As a rhetorical phrase, "occupy" is as vague as the movement itself. Occupy Wall Street? Why? To what end? For how long? What will that do? Why aren't we concerned that the corporations are occupying other countries in order to make cheap goods with cheap labor and avoid higher taxation? Corporations aren't "occupying" America and we aren't occupying them. Business isn't being stopped and nobody really understands what is wanted. Furthermore, isOccupy Wall Street metaphorical or literal? I'm wondering because if its literal, does it matter that many of the corporations it has targeted at aren't on Wall Street at all. If it is literal then how do protests against Wall Street relate to "occupy" towns and cities across America? If it is metaphorical, what is it metaphorical about and will metaphors make changes?

Why isn't the slogan "Unite America" or "Free America" or "Energize America" or "Save the Middle Class" or "Let's Bring Awareness"? Occupy America goes against the best of the American spirit as a rhetorical device.

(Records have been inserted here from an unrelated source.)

PR #615, opened 2022-05-13
chore: Split tilt to allow both docker and local workflow

ulrikstrid:
## Problem

`Tilt` currently only runs with nodes in docker, we often want to run them locally

## Solution

Moved the current (docker based) deku nodes configuration into a separate file.
Created a file for the local workflow with the same API but calls `sandbox.sh` with local settings.

Added a `mode` argument that can be used like `tilt up -- --mode=local`, it will default to `docker` when omitted.

When running in tilt we also override the prometheus service with a special configuration that reads the nodes running in docker.
If `USE_NIX` is unset we will not try to build the docker image with `nix`

### DIFF
--- a/.github/workflows/nix.yml
+++ b/.github/workflows/nix.yml
@@ -30,28 +30,21 @@ jobs:
         run: nix develop -c dune runtest --force --no-buffer
       - name: "Build deku via flakes"
         run: nix build --verbose .#deku
-  e2e_test:
+  # Includes all our e2e tests
+  tilt_ci:
     runs-on: ubuntu-latest
     needs: build
     steps:
       - uses: actions/checkout@v2
+      
       - uses: cachix/install-nix-action@v16
       - uses: cachix/cachix-action@v10
         with:
           name: deku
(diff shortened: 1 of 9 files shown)


oteku:
LGTM it is an improvement over the current situation.

Docker mode is base on remote image: i guess it is used for demonet
It would be great to have a "local docker mode" where you build docker container from an image of the actual source for intergration testing purpose. Also it would be great to upgrade flextesa to Ithaca (Benjamin's test looks like it works)

For Demonet, it would be better to use an actual Tezos testnet (ithacanet?)

So we should have:
- Tiltfile.demonet (docker)
- Tiltfile.integration (docker)
- Tiltfile.local

=> Feel free to create a follow-up issues if you wanna keep PR small

oteku:
> By demonet, are we talking about the long running net that infra team is running or something else?

Yes

ulrikstrid:
Might want to drop the "raw" e2e test before we merge this since `tilt ci` does the same thing but not as flaky

d4hines (approved):
Tested, works! Stoked to start using this day-to-day
pirate tested and approved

What I suspect is that people are angry and are delighting in this new found "I'm a protestor" identity. "I'm sticking it to the man" they think. And god help me if they were I'd support them. But they really aren't.

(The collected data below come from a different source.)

PR #616, opened 2022-05-13
chore: Use nix-filter to filter sources

ulrikstrid:
## Problem

Sometimes we have rebuilds in nix even when we changed a file that we don't care about

## Solution

Since we added  `nix-filter` in a previous PR we can use that since it seems to work very well for this

## Related

- #612


d4hines (approved):
LGTM!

The pepper spray incident at UC Davis, baton jabbing at UC Berkeley, and other police incidents in Seattle, Boston, etc. ... sucked. Flat out. Horrible. Shameful. Hard to understand. Sickening. And it is a serious problem that the first response was to militarize the police in riot gear against STUDENTS for crying out loud.

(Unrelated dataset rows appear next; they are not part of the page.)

PR #618, opened 2022-05-16
Wasm VM proof of concept

renatoalencar:
## Problem

We need to define an interface to interact and create contracts running on a WASM runtime.

## Solution

Create bindings for the wasm spec implementation for instantiating and running contracts.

But nothing changed or will change other than potentially some police policy on how to deal with protestors. That's the result of the protests? Well that sucks too.

It is ineffective.

In general, the police are mostly on the side of the protestors, as they too are working class citizens being overworked and underpaid. And the overpaid Chancellor and Board of Trustees, nothing's affecting them. And why should it? No one (on a large scale in the media and nationwide) is paying attention to the issue of school tuition. They can't. There is a serious economic problem in the California university system and it isn't a problem that's going to be solved with tents.